Exercise details - Go through the listing below and count the lines with "guillaume" in them. Only the count is needed.

▶

PR #18, opened 2022-10-11
Fix yarn gulp serve command

JulienBolard:
- Remove tests files watcher as 'test' task does not exist.
- Add missing cb() call to 'watch' so it can complete correctly.
- No need to call cb() directly in 'serve', pass it to bowserSync.init()

## Description

Fixes gulpfile.js to make 'yarn gulp serve' work again. 

## Type of change

- [ ] Bug fix (non-breaking change which fixes an issue)

## Checklist

- [ ] I've read & comply with the [contributing guidelines](https://github.com/Genymobile/genymotion-device-web-player/blob/main/CONTRIBUTING.md)
- [ ] I have tested my code for new features & regressions on both mobile & desktop devices, using the latest version of major browsers.
- [ ] I have made corresponding changes to the documentation (README.md).
- [ ] I've checked my modifications for any breaking changes.

PR #19, opened 2022-12-13
System 1418/update network plugin

cmajed:
## Description

Update Network widget to handle redis messages change for android version >= 8.0

Fixes #https://genymobile.atlassian.net/browse/SYSTEM-1418

## Type of change

- [ ] Handle new redis messages for android >= 0
- [ ] Update the network widget to normalize it with Desktop one
- [ ] Move baseband section to a separated widget

## Checklist


src/plugins/Network.js
```diff
@@ -47,28 +54,69 @@ module.exports = class Network extends OverlayPlugin {
...
+        }
+        const upSpeed = values[2].split(':');
+        const downSpeed = values[3].split(':');
+        const upDelay = values[4].split(':');
+        const downDelay = values[5].split(':');
+        const upPacketLoss = values[6].split(':');
+        const downPacketLoss = values[7].split(':');
+        const dnsDelay = values[8].split(':');
+
+        if (this.androidVersion < 8) {
```
pgivel, line 109: Maybe this Android version cutoff should be extracted to a constant defined at the begining of this file ? (or elsewhere) Especially since it's used multiple times throughout this file.

src/plugins/Sim.js
```diff
@@ -0,0 +1,305 @@
...
+     * @param {boolean} basebandEnabled Whether or not baseband control is enabled.
+     */
+    constructor(instance, i18n, basebandEnabled) {
+        super(instance);
+
+        // Reference instance
+        this.instance = instance;
+
+        // Register plugin
+        this.instance.sim = this;
```
caarmen, line 24: Looks like there's a cyclical dependency. Sim has a reference to instance, and instance has a reference to sim.

Not sure if there's anyway to avoid this?

src/plugins/Network.js
```diff
@@ -540,13 +540,15 @@ module.exports = class Network extends OverlayPlugin {
...
-            console.log("Selected signalStrength:" + signalStrength.label)
+            const msgs = [];
+            msgs.push('setsignalstrength mobile ' + signalStrength.name);
+            const json = {channel: 'network_profile', messages: msgs};
+            this.instance.sendEvent(json);
         } else {
-            // hide profile details
-            this.profileDetails.classList.add('gm-hidden');
+            // TODO hide or do something?
+            console.log("Selected signalStrength not found")
```
pgivel, line 380: When you run the linter, doesn't calling the console give you a warning ? I usually add this import at the begining of the file:
```
const log = require('loglevel');
log.setDefaultLevel('debug');
```
then I log errors or debug messages through the appropriate call, like this: `log.error('my error message')`. But then again maybe using a console call is enough.

src/plugins/Network.js
```diff
@@ -35,8 +35,9 @@ module.exports = class Network extends OverlayPlugin {
         // Render components
         this.renderToolbarButton();
 
-        this.androidVersion = ""
+        this.androidVersion = "";
 
+        this.widgedRendered = false;
```
pgivel, line 40:
```suggestion
        this.widgetRendered = false;
```

src/plugins/Network.js
```diff
@@ -37,6 +37,9 @@ module.exports = class Network extends OverlayPlugin {
 
         this.androidVersion = "";
 
+        this.wifiInputStatus = true;
+        this.mobileInputStatus = true;
```
pgivel, line 38:
```suggestion
        this.wifiInputChecked = true;
        this.mobileInputChecked = true;
```
I think this could be clearer, otherwise it doesn't really mean anything to me to have a status being true or false.

src/plugins/Network.js
```diff
@@ -697,4 +705,22 @@ module.exports = class Network extends OverlayPlugin {
...
+
+    /**
+     * Update mobile signal Detail information.
+     *
+     * @param {string} detail Signal detail to update.
+     * @param {string} value  New signal detail value.
+     * @param {string} reset  If true ignore value and set "".
+     */
+     updateDetail(detail, value, reset) {
+        if(! detail) {
```
pgivel, line 527:
```suggestion
        if(!detail) {
```
code style. But this should be handled by the linter ? You can try running `yarn validate` ?

src/plugins/Network.js
```diff
@@ -47,28 +54,69 @@ module.exports = class Network extends OverlayPlugin {
...
+            this.androidVersion = version[2];
+            if (!this.widgedRendered) {
+                this.renderWidget();
+            }
+        }
+    }
+
+    handleNetworkProfile(message) {
+        const values = message.split(' ');
+        if (this.androidVersion < 8 && (values.length < 9 || values[1] === "phone")) {
```
caarmen, line 96: I have a doubt about this comparison `this.androidVersion < 8`.

If I understand right: `this.androidVersion` is a string, and we're comparing it to an int. Is that right?

Will the comparison give the expected result if we have `"11"` for an `androidVersion`?

Any way to compare api levels instead? :thinking:

pgivel (changes requested):
This is looking great ! My remarks are mostly about var naming or code style, not really deep changes.

src/plugins/Network.js
```diff
@@ -47,28 +54,69 @@ module.exports = class Network extends OverlayPlugin {
...
+        } else if (values[0] === 'parameter' && values.length > 2 && values[2].includes("android_version")) {
+            const version = values[2].match(/(android_version:)(\w+)/);
+            this.androidVersion = version[2];
+            if (!this.widgedRendered) {
+                this.renderWidget();
+            }
+        }
+    }
+
+    handleNetworkProfile(message) {
```
caarmen, line 94: I found the comment in the Sim class, with the sample format of the messages, to be quite helpful.  :pray: Would it be possible to have a similar comment here? It might make it easier to understand how the message is being parsed.

Similar for `handleSettings`.

caarmen (commented):
Did a first pass. Didn't get a chance yet to understand everything in detail.

src/plugins/Network.js
caarmen: `yarn lint --fix` will fix some of the formatting issues too :wink:

src/plugins/Sim.js
pgivel: All player plugins are already setup this way, not sure it's an issue.

caarmen: Ok! :+1:

src/plugins/util/network-profiles-ge8.js
```diff
@@ -0,0 +1,43 @@
...
+    name: 'edge',
+    label: 'EDGE',
+}, {
+    id: 2,
+    name: 'gprs',
+    label: 'GPRS',
+}, {
+    id: 1,
+    name: 'gsm',
+    label: 'GSM',
```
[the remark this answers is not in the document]
jmaneyrol69: I don't really have an opinion about this... just make it as simple as possible to avoid any confusion, imho.

src/GenymotionInstance.js
```diff
@@ -113,6 +113,22 @@ module.exports = class GenymotionInstance {
             this.callbacks[eventTag] = [];
         }
         this.callbacks[eventTag].push(callback);
+        return this.callbacks[eventTag].length - 1;
```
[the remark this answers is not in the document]
caarmen: I have a doubt about returning the callback index, in order to unregister later.

If there are a few callbacks registered, when one of them removes itself, the indices of the ones after will be shifted. If one of the later callbacks tries to unregister itself, it won't have the right index anymore.

Did I misunderstand something?

src/plugins/Network.js
```diff
@@ -114,6 +118,23 @@ module.exports = class Network extends OverlayPlugin {
         });
     }
 
+    handleSettings(message) {
+        this.instance.unregisterEventCallback('settings', this.callbackIndex)
+        const values = message.split(' ');
+        if (values[0] !== 'parameter' || values.length < 2) {
+            return;
```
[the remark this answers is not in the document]
caarmen: I'm curious, actually, why do we need to unregister the callback while we process it.  Is something in our processing going to retrigger the event and put us in a stackoverflow if we're not careful?

src/plugins/Network.js
caarmen: I think the `detail` argument will always be a defined string, no? Do we need this check `if(!detail)`?

src/plugins/Network.js
```diff
@@ -374,52 +350,73 @@ module.exports = class Network extends OverlayPlugin {
...
+    changeMobileProfile() {
+        const profile = MOBILE_PROFILES.find((elem) => elem.name === this.select.value);
+        if (profile) {
+            const msgs = [];
+            msgs.push('setprofile mobile ' + profile.name);
+            const json = {channel: 'network_profile', messages: msgs};
+            this.instance.sendEvent(json);
+        } else {
+            // TODO update profile not found
+            console.log("Selected profile not found")
```
caarmen, line 367: Will the TODOs be addressed in this PR? :thinking: (There are a few of them)

src/plugins/Sim.js
```diff
@@ -0,0 +1,305 @@
...
+        this.i18n = i18n || {};
+
+        this.fields = {};
```
caarmen, line 27: I think `this.fields` is unused.

caarmen (commented):
Did a second pass, left a couple comments/questions.

Feel free to ping me for a re-review if needed :wink:

src/GenymotionInstance.js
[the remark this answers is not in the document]
cmajed: This is no more used, I'll so remove it!

src/plugins/Network.js
```diff
@@ -32,7 +32,11 @@ module.exports = class Network extends OverlayPlugin {
 
         // Render components
         this.renderToolbarButton();
-        this.renderWidget();
+
+        this.androidVersion = ""
+
+        // Listen for settings messages: "parameter <android_version:<version>"
+        this.callbackIndex = this.instance.registerEventCallback('settings', this.handleSettings.bind(this));
```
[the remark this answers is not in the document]
cmajed: since we no more unregister this will be removed! :)

src/plugins/Network.js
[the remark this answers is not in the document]
cmajed: In the first version of this dev we had need to unregister to handle the event only once to initialize a value. It is no more needed in this version!

src/plugins/Network.js
cmajed: yarn validate
yarn run v1.22.19
$ yarn lint; yarn checkstyle
$ eslint src tests gulp
$ eslint -f checkstyle -o ./tests/reports/lint/report.xml src tests gulp
Done in 3.77s.

src/plugins/Network.js
cmajed: They are already addressed we just forget ro remove the todo statement :D

src/plugins/Network.js
```diff
@@ -470,6 +486,70 @@ module.exports = class Network extends OverlayPlugin {
...
+    }
+
+    /**
+     * Update mobile signal Detail information.
+     *
+     * @param {string} detail Signal detail to update.
+     * @param {string} value  New signal detail value.
+     * @param {string} reset  If true ignore value and set "".
+     */
+    updateDetail(detail, value, reset) {
```
caarmen, line 545: I think the `detail` argument will always be a defined string, no? Do we need this check `if(!detail)`?

src/plugins/Network.js
```diff
@@ -47,26 +60,69 @@ module.exports = class Network extends OverlayPlugin {
...
+            }
+
+            if (this.widgetRendered) {
+                this.wifiInput.checked = this.wifiInputChecked;
+                this.mobileInput.checked = this.mobileInputChecked;
+                this.updateMobileSectionStatus();
+            }
+        } else if (values[0] === 'parameter' && values.length > 2 && values[2].includes('android_version')) {
+            const version = values[2].match(/(android_version:)(\w+)/);
+            this.androidVersion = version[2];
```
caarmen, line 94: What are the possible values for `version`? Can we have `8.0` and `8.1` for oreo? or is it just the major version (`8`) which is stored?

I'm wondering because it looks like `this.androidVersion` may be a string, but we compare it to ints (the constants `ANDROID_8` and `ANDROID_10`.  I have a doubt as to how a string `"11"` would compare to an int `8`.

jmaneyrol69 (approved):

pgivel (approved):

src/plugins/Network.js
cmajed: JavaScript allow comparison between string and number :) 
https://stackoverflow.com/a/28994875/2528699

pgivel: I agree with Carmen here: I know it's possible on the technical side to compare strings & numbers, but the issue I see here is that we're specifically comparing version numbers ?

I just tested a bit in the console some variations of `"9" <= 8.1` (moving around the type and values). It seems to give good results as long as we stay under 10, since at that point alphabetic ordering can get different from numeric ordering.

It feels a bit risky to me. At the very least, forcing the conversion to number could be a good thing IMO.

pgivel: image

src/plugins/Sim.js
```diff
@@ -0,0 +1,303 @@
+'use strict';
```
JulienBolard, line 1: This is not just Sim it is baseband / RIL configuration. File should be name accordingly.

src/plugins/Network.js
```diff
@@ -47,26 +60,69 @@ module.exports = class Network extends OverlayPlugin {
...
+        }
+        const upSpeed = values[2].split(':');
+        const downSpeed = values[3].split(':');
+        const upDelay = values[4].split(':');
+        const downDelay = values[5].split(':');
+        const upPacketLoss = values[6].split(':');
+        const downPacketLoss = values[7].split(':');
+        const dnsDelay = values[8].split(':');
+
+        if (this.androidVersion < ANDROID_8) {
```
JulienBolard, line 117: Please use the capability we created for that instead of hardcoding this in the UI https://github.com/Genymobile/genymotion_private_device_genymotion/blob/genymotion-8.0.0_r11/vbox86/device.mk#L191

src/plugins/Network.js
```diff
@@ -470,6 +486,70 @@ module.exports = class Network extends OverlayPlugin {
...
+     * @param {string} profile Profile name.
+     */
+    setActiveMobileProfile(profile) {
+        if (!profile) {
+            log.error('setActiveMobileProfile: Error : provided profile is empty');
+            return;
+        }
+        const mobileProfile = MOBILE_PROFILES.find((elem) => elem.name === profile);
+        if (!mobileProfile) {
+            return;
```
JulienBolard, line 503: a log.error would make sens here

src/plugins/Network.js
```diff
@@ -470,6 +486,70 @@ module.exports = class Network extends OverlayPlugin {
...
+        }
+
+        const options = this.select.getElementsByTagName('option');
+        for (let i = 0; i < options.length; i++) {
+            const option = options[i];
+            if (option.value === mobileProfile.name) {
+                option.selected = 'selected';
```
JulienBolard, line 510: you can break  here

JulienBolard: or maybe you should unselect every one else

src/plugins/Network.js
```diff
@@ -470,6 +486,70 @@ module.exports = class Network extends OverlayPlugin {
...
+        const signalStrength = MOBILE_SIGNAL_STRENGTH.find((elem) => elem.name === strength);
+        if (!signalStrength) {
+            return;
+        }
+
+        const options = this.selectMobileSignalStrength.getElementsByTagName('option');
+        for (let i = 0; i < options.length; i++) {
+            const option = options[i];
+            if (option.value === signalStrength.name) {
+                option.selected = 'selected';
```
JulienBolard, line 533: same here

src/plugins/Sim.js
```diff
@@ -0,0 +1,303 @@
...
+
+        this.basebandEnabled = basebandEnabled;
+
+        // Render components
+        this.renderToolbarButton();
+        this.renderWidget();
+
+        // Listen for baseband messages: "<sim/network> <operator/operator_name/imsi_id/phone_number> <value>"
+        this.instance.registerEventCallback('baseband', (message) => {
+            const values = message.split(' ');
```
JulienBolard, line 35: could you create a dedicated callback function instead of defining it here?

JulienBolard (changes requested):

src/GenymotionManager.js
```diff
@@ -115,6 +117,7 @@ module.exports = class GenymotionManager {
      * @param  {boolean}            options.network                Network throttling support activated. Default: true.
      * @param  {boolean}            options.baseband               Baseband controll support activated. Default: false.
      * @param  {boolean}            options.phone                  Baseband support activated. Default: true.
+     * @param  {boolean}            options.sim                    Sim throttling support activated. Default: true.
```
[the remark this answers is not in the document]
cmajed: Ignore this. We could use already exist baseband option!

src/plugins/Network.js
cmajed: non breaking is OK

src/plugins/Sim.js
cmajed: it's old code moved but you're right it's an opportunity to do cleaner

src/GenymotionInstance.js
```diff
@@ -779,6 +779,24 @@ module.exports = class GenymotionInstance {
...
+                },
+            }, {
+                widget: this.network,
+                capability: data.message.enable5G,
+                enable: (widget) => {
+                    widget.enable5G();
+                },
+                disable: (widget) => {
+                    widget.disable5G();
+                },
```
guillaume-roche, line 799: I thought about it, and here is how we could do this in a cleaner way.

1. Add a `setCapabilities()` method in the widget super class. It will store all the capabilities in an array.
2. Add a `refresh()` method in all widgets, that will read the capabilities and update the layout (or disable the widget) accordingly.
3. Loop over the widgets, and call both methods.

This way, at most one refresh of the layouts will ever occur.

src/plugins/Network.js
```diff
@@ -63,6 +60,46 @@ module.exports = class Network extends OverlayPlugin {
...
+            this.mobileGroup.classList.add('hidden');
+            this.inputMobileSignalStrength.classList.add('hidden');
+            this.newInputs.classList.add('hidden');
+            this.inputs.classList.remove('hidden');
+        }
+    }
+
+    enable5G() {
+        if (!this.support5G) {
+            this.support5G= true;
```
guillaume-roche, line 87:
```suggestion
            this.support5G = true;
```

src/plugins/BasebandRIL.js
```diff
@@ -0,0 +1,312 @@
...
+
+            const networkOperatorMMCDiv = document.createElement('div');
+            networkOperatorMMCDiv.className = 'gm-fields';
+            const networkOperatorMMCLabel = document.createElement('label');
+            networkOperatorMMCLabel.innerHTML = 'MCC/MNC';
+            this.networkOperatorMMC = document.createElement('input');
+            this.networkOperatorMMC.className = 'gm-network-network-mmc';
+            this.networkOperatorMMC.placeholder = 'eg: 20814';
+            this.networkOperatorMMC.pattern = '[0-9]{5,6}';
+            this.networkOperatorMMC.title = 'Operator MCC/MNC';
```
JulienBolard, line 120: We must use the i18n keys to enable translation everywere

src/plugins/util/mobile-signal-strength.js
```diff
@@ -0,0 +1,27 @@
+'use strict';
+
+/**
+ * List of possible network signal strengths to send to the VM.
+ * Used only for android versions greater or equal to 8.
+ */
+module.exports = [{
+    id: 4,
+    name: 'great',
+    label: 'Great',
```
JulienBolard, line 10: Use i18n translation

src/plugins/BasebandRIL.js
caarmen: I had a similar thought, but in fact, this code isn't new: it's moved from `src/plugins/Network.js`.  Maybe using i18n for it can be done in a separate PR?

src/plugins/Network.js
```diff
@@ -1,8 +1,13 @@
 'use strict';
 
+const log = require('loglevel');
+log.setDefaultLevel('debug');
```
guillaume-roche, line 4: Do we need to keep this?

guillaume-roche (changes requested):

src/plugins/Network.js
```diff
@@ -161,8 +163,13 @@ module.exports = class Network extends OverlayPlugin {
         const values = message.split(' ');
 
         if (values[0] === 'if') {
-            this.wifiInput.disabled = false;
-            this.mobileInput.disabled = false;
+            if (this.wifiInput) {
```
caarmen, line 166: Is it possible to use optional chaining?


```javascript
this.wifiInput?.disabled = false
```
?

Depends on what version of javascript is supported. More info here: https://developer.mozilla.org/en-US/docs/Web/JavaScript/Reference/Operators/Optional_chaining

src/GenymotionInstance.js
guillaume-roche: To do in a future rework, as this is somewhat out of scope.

src/plugins/Network.js
cmajed: we need it to log errors such:
`log.error('Selected profile not found');`

src/plugins/util/mobile-signal-strength.js
guillaume-roche: Will be done later, as this is a bit out of scope

src/plugins/Network.js
```diff
@@ -47,26 +56,188 @@ module.exports = class Network extends OverlayPlugin {
...
+    }
+
+    enable5G() {
+        const profile = MOBILE_PROFILES.at(0);
+        const option = new Option(profile.label, profile.name);
+        this.selectMobileProfile.add(option);
+    }
+
+    disable5G() {
+        // Nothing to do!
```
guillaume-roche, line 158: Why?

cmajed: because the widget is constructed by default without 5G
if capability is true we add it if its fals we have nothing to do

src/plugins/Network.js
caarmen: Actually it looks like this isn't possible after all:
https://github.com/tc39/proposal-optional-chaining#not-supported

> The following is not supported, although it has some use cases; see [Issue #18](https://github.com/tc39/proposal-optional-chaining/issues/18) for discussion:
> * optional property assignment: `a?.b = c`

src/plugins/Network.js
caarmen: I don't see any more version comparisons :+1: This point looks resolved to me!

src/plugins/Network.js
```diff
@@ -463,13 +504,79 @@ module.exports = class Network extends OverlayPlugin {
...
+
+        const options = this.selectMobileProfile.getElementsByTagName('option');
+        for (let i = 0; i < options.length; i++) {
+            const option = options[i];
+            if (option.value === mobileProfile.name) {
+                option.selected = 'selected';
+                break;
+            }
+        }
+    }
```
caarmen, line 540: Using [find](https://developer.mozilla.org/en-US/docs/Web/JavaScript/Reference/Global_Objects/Array/find) can remove a little bit of boilerplate:
```javascript
        const options = this.selectMobileProfile.getElementsByTagName('option');
        const option = options.find(option => option.value === mobileProfile.name);
        if (option) {
            option.selected = 'selected';
        } 
```

cmajed: it's an array of 7 elements

gvercoutere-geny (approved):

pgivel (approved):

README.md
```diff
@@ -383,6 +383,16 @@ Enables or disables the network widget. This widget can be used to set the netwo
 
 Enables or disables the phone widget. This widget can be used to send SMS or phone call the Android virtual device.
 
+### `Baseband`
```
caarmen, line 386: I see 2 baseband sections in this file, one is `Baseband` and one is `baseband`.  They have different descriptions, and different SaaS/PaaS compatibility. Is this correct?

cmajed: baseband section was duplicated!
I removed the second section and update the first one

src/plugins/BasebandRIL.js
```diff
@@ -0,0 +1,312 @@
...
+        const toolbars = this.instance.getChildByClass(this.instance.root, 'gm-toolbar');
+        if (!toolbars) {
+            return; // if we don't have toolbar, we can't spawn the widget
+        }
+
+        const toolbar = toolbars.children[0];
+        this.toolbarBtn = document.createElement('li');
+        this.toolbarBtnImage = document.createElement('div');
+        this.toolbarBtnImage.className = 'gm-icon-button gm-sim-button';
+        this.toolbarBtnImage.title = this.i18n.NETWORK_TITLE || 'Baseband';
```
caarmen, line 83: Is it normal that we have `NETWORK_TITLE` both in this file and in `Network.js`, for the `toolbarBtnImage.title` ?

Same question for the `title.innerHTML`.

I see in tests, in `baseband.test.js` and `network.test.js` we pass `NETWORK_TITLE: 'TEST NETWORK PLUGIN TITLE'` in both cases. 

I guess I expected something like `BASEBAND_TITLE: 'TEST BASEBAND PLUGIN TITLE'`, for the baseband plugin test, but perhaps I misunderstood something?

src/plugins/Network.js
caarmen: Actually, given the existing code above which is using for loops, it's probably better to keep the for loop here too, for consistency.

src/plugins/BasebandRIL.js
cmajed: Yep it should be replaced by BASEBAND

caarmen (approved):
I have a limited knowledge of this repository, so my understanding of the PR is not 100% complete. 

But looks like the few comments I left have been accounted for :)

◀

Solved problem - 7